# PVR 501 and 16x9 Setting???



## belsokar (Jul 2, 2002)

anyways know what selecting 16x9 screen in the display settings menu will do? Is this for special programming that basically never happens? I've switched mine to 16x9, and haven't noticed any differences...just wondering, thanks...


----------



## pstew21 (Jul 27, 2002)

If you have a 16x9 tv (like a HD or a computer video in) you could watch this in the 16:9 ratio.

Normal Tv's are 4:3 ratio. Unfortunately, you wouldn't see anything more by enabling this feature on a "normal" tv. In fact, things might look kinda wierd and you might loose some picture area.

Unlike DVD's which put black bars on top and bottom of the picture to simulate a 16:9 mode or a movie screen look. Giving you more picture then the "pan and scan" version or 4:3 version of the DVD, the 16:9 setting on the 501 will not "letterbox" the picture for 4:3 tv's.

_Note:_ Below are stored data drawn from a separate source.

Issue #21731, opened 2019-07-23
Backport: Bug: vSphere node provisioning results in x509 error v2.1


dramich:
https://github.com/rancher/rancher/issues/21306

bmdepesa:
Duplicate of https://github.com/rancher/rancher/issues/21773

PR #21732, opened 2019-07-23
Pull in certs to jail v2.1

dramich:
Problem:
Additional certs passed to rancher are not pulled into the jail

Solution:
Pull in optional rancher cert files to stop issues with self signed and
internal CAs

Issue: https://github.com/rancher/rancher/issues/21731


deniseschannon:
https://github.com/rancher/rancher/issues/21773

So, basically, if you have a 16:9 aspect ratio tv, enabling this will make your picture look right, otherwise it would look distorted a bit.


----------



## MarkA (Mar 23, 2002)

It tells the receiver not to show anamorphic content as letterbox, but to pass it through unchanged. It's the EXACT same as on a DVD player. It will make any content flagged as anamorphic letterboxed if it's set on 4:3 and it will make it anamorphic (vertically streched to fill the 4:3 box) for the stretch mode on a widescreen TV if set to 16:9

---HOWEVER!---

Neither DISH nor DirecTV has broadcast EVEN ONE program flagged as anamorphic... So the setting doesn't mean a thing in real life.


----------



## DarrellP (Apr 24, 2002)

> Neither DISH nor DirecTV has broadcast EVEN ONE program flagged as anamorphic... So the setting doesn't mean a thing in real life.


This is not entirely true. Several times BRAVO has broadcast "Cirque De Soliel" in anamorphic on Dish.


----------



## MarkA (Mar 23, 2002)

It wasn't flagged as such, and therefore wasn't downconverted to letterbox for 4:3 TV sets


----------



## Scott Greczkowski (Mar 21, 2002)

Mark is correct on this one. The 16 x 9 feature had no effect on the video for the shows.

The Dishplayer also has this option, yet again nothing marked 16 x 9 so it has been useless.


----------



## DarrellP (Apr 24, 2002)

This may be true for the E* receivers, but the Sony WEGA's that do vertical squeeze handled it properly.


----------